What is expected
For each line below that holds the word "https", make a copy.

Collected data
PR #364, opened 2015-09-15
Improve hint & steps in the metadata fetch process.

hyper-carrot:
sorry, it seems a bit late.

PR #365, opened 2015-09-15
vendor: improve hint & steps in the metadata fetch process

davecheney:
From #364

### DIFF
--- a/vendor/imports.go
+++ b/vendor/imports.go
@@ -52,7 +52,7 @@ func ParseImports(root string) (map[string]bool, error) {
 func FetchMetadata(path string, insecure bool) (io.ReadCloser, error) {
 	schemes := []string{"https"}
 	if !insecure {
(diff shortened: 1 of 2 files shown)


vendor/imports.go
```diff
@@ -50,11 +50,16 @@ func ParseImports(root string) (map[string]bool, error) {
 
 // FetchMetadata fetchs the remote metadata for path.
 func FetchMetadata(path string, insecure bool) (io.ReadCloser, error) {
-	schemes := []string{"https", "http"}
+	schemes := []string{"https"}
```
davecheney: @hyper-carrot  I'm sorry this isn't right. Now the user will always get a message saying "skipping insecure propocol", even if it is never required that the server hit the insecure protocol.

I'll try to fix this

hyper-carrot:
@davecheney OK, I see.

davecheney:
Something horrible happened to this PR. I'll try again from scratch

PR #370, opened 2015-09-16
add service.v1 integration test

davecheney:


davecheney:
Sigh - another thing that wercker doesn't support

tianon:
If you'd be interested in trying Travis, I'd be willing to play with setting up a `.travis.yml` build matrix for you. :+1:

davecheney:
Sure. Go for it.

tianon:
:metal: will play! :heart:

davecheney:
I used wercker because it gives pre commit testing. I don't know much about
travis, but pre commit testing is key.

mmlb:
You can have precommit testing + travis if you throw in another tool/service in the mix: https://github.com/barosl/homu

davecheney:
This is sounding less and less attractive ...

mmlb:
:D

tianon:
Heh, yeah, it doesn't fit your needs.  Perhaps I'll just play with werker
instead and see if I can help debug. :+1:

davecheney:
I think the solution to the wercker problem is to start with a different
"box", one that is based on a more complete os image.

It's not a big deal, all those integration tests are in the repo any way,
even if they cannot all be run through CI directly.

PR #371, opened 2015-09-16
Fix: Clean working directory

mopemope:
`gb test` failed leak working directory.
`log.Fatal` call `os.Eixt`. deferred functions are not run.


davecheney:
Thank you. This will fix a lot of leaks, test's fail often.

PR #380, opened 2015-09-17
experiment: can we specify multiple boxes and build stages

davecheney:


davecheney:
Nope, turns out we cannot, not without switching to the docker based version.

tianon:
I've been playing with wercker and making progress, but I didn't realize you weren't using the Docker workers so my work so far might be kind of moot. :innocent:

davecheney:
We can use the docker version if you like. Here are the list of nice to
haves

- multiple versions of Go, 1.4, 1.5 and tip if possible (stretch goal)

...

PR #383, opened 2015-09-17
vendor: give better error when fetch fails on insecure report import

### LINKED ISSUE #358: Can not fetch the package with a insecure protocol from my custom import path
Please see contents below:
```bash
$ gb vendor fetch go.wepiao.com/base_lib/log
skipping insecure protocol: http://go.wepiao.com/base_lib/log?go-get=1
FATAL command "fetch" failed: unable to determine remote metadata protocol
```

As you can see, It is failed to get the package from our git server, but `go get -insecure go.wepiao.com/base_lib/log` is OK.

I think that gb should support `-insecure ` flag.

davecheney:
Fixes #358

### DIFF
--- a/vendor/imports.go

...

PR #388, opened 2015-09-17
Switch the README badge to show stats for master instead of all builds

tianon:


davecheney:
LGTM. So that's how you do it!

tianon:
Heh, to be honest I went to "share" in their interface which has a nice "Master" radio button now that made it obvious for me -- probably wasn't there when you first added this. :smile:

Exercise response
 	schemes := []string{"https"}
-	schemes := []string{"https", "http"}
+	schemes := []string{"https"}
You can have precommit testing + travis if you throw in another tool/service in the mix: https://github.com/barosl/homu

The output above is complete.